Saved entries
PR #2046, opened 2025-02-21
Delete `run-tests`

amitaibu:
The file appears to be outdated and isn't functioning properly.

We already have https://github.com/digitallyinduced/ihp/blob/master/CONTRIBUTING.md#running-tests on how to run the tests


mpscholten (approved):
agree 👍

Brief » Produce an exact copy of each line from the one holding "The file appears" through the last line of the records, both included, and nothing more.

Exercise response »
The file appears to be outdated and isn't functioning properly.

We already have https://github.com/digitallyinduced/ihp/blob/master/CONTRIBUTING.md#running-tests on how to run the tests


mpscholten (approved):
agree 👍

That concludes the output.